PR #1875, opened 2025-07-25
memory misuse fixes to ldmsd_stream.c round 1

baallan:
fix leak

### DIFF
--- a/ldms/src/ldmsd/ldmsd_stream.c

__Exercise prompt__:
In full and without edits, return the listing.

__Expected output__:
PR #1875, opened 2025-07-25
memory misuse fixes to ldmsd_stream.c round 1

baallan:
fix leak

### DIFF
--- a/ldms/src/ldmsd/ldmsd_stream.c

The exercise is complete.